Possibly a better solution for your problem than rounding all numbers would be conditionally set the value to 0 if it's < 0.00000000005
if (num < 0.00000000005) num = 0;
Upvotes: 1
Reputation: 272517
There are lots of answers here suggesting that you do something along the lines of (x * 10^n) / 10^n
. However, this does not round to n
decimal places, in general.
Binary floating-point cannot exactly represent most finite decimal values, for example 0.1 would actually be 0.100000001490116...* So if your aim is to obtain an exact representation of a finite decimal expansion (for subsequent calculations), this approach will not work; it will merely give you the closest representable value to what you were aiming for. For exact representation, you would need to investigate a BigDecimal
library/class (the details of which will vary from language to language).

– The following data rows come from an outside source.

PR #1265, opened 2024-08-20
v3: new build system

ericallam:
This PR overhauls the build system, as well as the `dev` and `deploy` commands.

### The major changes to the build system:

- Bundle by default (instead of external by default previously). `dependenciesToBundle` becomes `externals`.
- Outputs ESM instead of CJS
- Adds the ability to customize how building works using build extensions (including adding custom esbuild plugins)
- The `additionalFiles` config option is deprecated in favor of the `additionalFiles` build extension
- The `additionalPackages` config option is deprecated in favor of the `additionalPackages` build extension
- Added a `prisma` build extension to automatically include your schema.prisma file in deployed builds, as well as generating the client
- `resolveEnvVars` has been deprecated in favor of the `syncEnvVars` build extension
- Build extensions are also "stripped" from the built code, shrinking bundle size.
- Decrease cold-start times by dynamically importing just the task file that will be executed.
- Easily configure `jsx` settings to prevent issues with having to `import * as React from "react"`. `jsx` is set to automatic by default.

### Other major changes included in this PR:

- Add experimental support for using `bun` as a runtime, instead of just Node.js. The CLI still needs to execute with Node.js but tasks will run as a `bun` subprocess. Known issues include the lack of support for instrumentation of 3rd party SDKs.
- Support for decorators is not on by default, but can easily be added using the `emitDecoratorMetadata` build extension.
- Support for tasks located in files with the following extensions: (ts, tsx, mts, cts, js, jsx, mjs, cjs)
- Better debugging support in VSCode when running the `dev` command.
- More flexible configuration system through the adoption of [unjs c12](https://github.com/unjs/c12)
- Overhaul of the "indexing" system, which now happens at image build time, instead of at post-deployment.
- We now index task source file content to aide in future features that will help debugging

### Some big repo changes as well:

- removed all v2 exclusive packages from the repo
- moved `@trigger.dev/core-apps` and `@trigger.dev/core-backend` into `@trigger.dev/core` as subpath exports
- moved to using tshy/tsc to build packages
- packages are now type: module, but publish CJS and ESM variants
- vastly simplify the typescript setup, and support live types in the monorepo through import conditions
- upgrade `@opentelemetry-js/*` packages to the latest versions.
- add support for pkg.pr.new preview packages

### Still todo:

- [x] Ensure deploy errors during indexing are displayed correctly
- [ ] Fix version mismatch errors during deploy by downloading/executing the correct CLI version
- [x] Support for node-gyp during the install phase
- [x] Support adding additional system packages using extensions
- [ ] Improve `wasm` support
- [ ] Test, test, test


Aslemammad:
I love this! Trigger to the 🌕️

matt-aitken (approved):

gautamsi:
This breaks the config with `extraCACerts` introduced in #1214 

I see the config option and the code for injecting ca certs is still there but the option has been removed in `buildImage` params.

Also noticed that the file is not being copied from the config, potentially because of the `additionalFiles` being moved in extension.

I see the quickest option is to populate buildEnvVars which is not injecting anything yet. potentially missed from SyncEnvVars extension?

PR #1277, opened 2024-08-30
ElectricSQL run page and react-window-splitter

matt-aitken:
## ElectricSQL + run page

ElectricSQL syncs partial database replicas. This PR includes:
- The local setup and integration of it with Postgres (default to running on 3060 locally)
- The run page now live reloads the relevant spans and runs using Electric
- The inspector uses this data. For runs we fetch some additional data async from the server.

Generally this means this page is much more responsive now, requires far fewer network roundtrips and navigating between spans is way faster. The live reloading is also much more immediate.

https://github.com/user-attachments/assets/ef614586-cece-411f-9065-18f560849c3a

## react-window-splitter

This new package allows panels to be set with pixel widths and has better serialization: https://react-window-splitter-six.vercel.app/


ericallam:
What does the live reloading look like?

PR #1286, opened 2024-09-06
Frozen run fixes

matt-aitken:
Sometimes runs weren't continuing when their children were complete. This is for `triggerAndWait` and `batchTriggerAndWait`.

Changes
- Added a new service that gets given a run and figures out if there are dependencies and then schedules a resume if it makes sense
- In the finalize run service, set a final attempt status/error if passed in. Created a final attempt if there isn't one.
- If Graphile `addJob` throws an error then we return an undefined job instead of throwing.
- Don't resume the same batch multiple times

### DIFF
--- a/apps/webapp/app/v3/services/crashTaskRun.server.ts
+++ b/apps/webapp/app/v3/services/crashTaskRun.server.ts
@@ -69,6 +69,13 @@ export class CrashTaskRunService extends BaseService {
           },
         },
       },
+      attemptStatus: "FAILED",
+      error: {
+        type: "INTERNAL_ERROR",
+        code: "TASK_RUN_CRASHED",
+        message: opts.reason,
+        stackTrace: opts.logs,
+      },
     });
 
     const inProgressEvents = await eventRepository.queryIncompleteEvents(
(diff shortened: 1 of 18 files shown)


apps/webapp/app/v3/services/crashTaskRun.server.ts
```diff
@@ -146,12 +152,6 @@ export class CrashTaskRunService extends BaseService {
           }),
         },
       });
```
matt-aitken, line 154: If DEV then don't do the resuming, test in dev

apps/webapp/app/v3/services/resumeBatchRun.server.ts
```diff
@@ -98,23 +120,60 @@ export class ResumeBatchRunService extends BaseService {
...
+          dependentTaskAttempt: batchRun.dependentTaskAttempt,
+          checkpointEventId: batchRun.checkpointEventId,
+          hasCheckpointEvent: !!batchRun.checkpointEventId,
+        });
+      }
+    }
+  }
+
+  async #setBatchToCompletedOnce(batchRunId: string) {
+    const result = await this._prisma.batchTaskRun.updateMany({
```
matt-aitken, line 159: Are we missing any indexes with the new queries?

apps/webapp/app/v3/services/resumeDependentParents.server.ts
```diff
@@ -0,0 +1,267 @@
...
+          dependency,
+        }
+      );
+
+      // the child run isn't finished yet, so we can't resume the parent yet.
+      return {
+        success: true,
+        action: "not-finished",
+      };
+    }
```
matt-aitken: This can be removed now

matt-aitken:
Test cancelling from the dashboard and SDK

However, if you only want to display values to 10 decimal places, then your language will probably offer something similar to C's printf("%.10f\n", x);
. This really will round to 10 decimal places for display purposes.
Upvotes: 3
Reputation: 533530
The simplest way to round to N decimal places is to use round, note this returns a long
so you must divide by a double value or you can get integer division.
double rounded = Math.round(d * 1e10) / 1e10;
Using 1eN notation makes it clearer how may digits you want to round to. To ensure you don't overflow you need a bounds check.
public static double round10(double d) {
final double factor = 1e10;
return d > Long.MAX_VALUE / factor || d < -Long.MAX_VALUE / factor ?
(long) (d < 0 ? d * factor - 0.5 : d * factor + 0.5) / factor : d;
}
Here I have used casting instead of rounding as it is almost as accurate but much faster.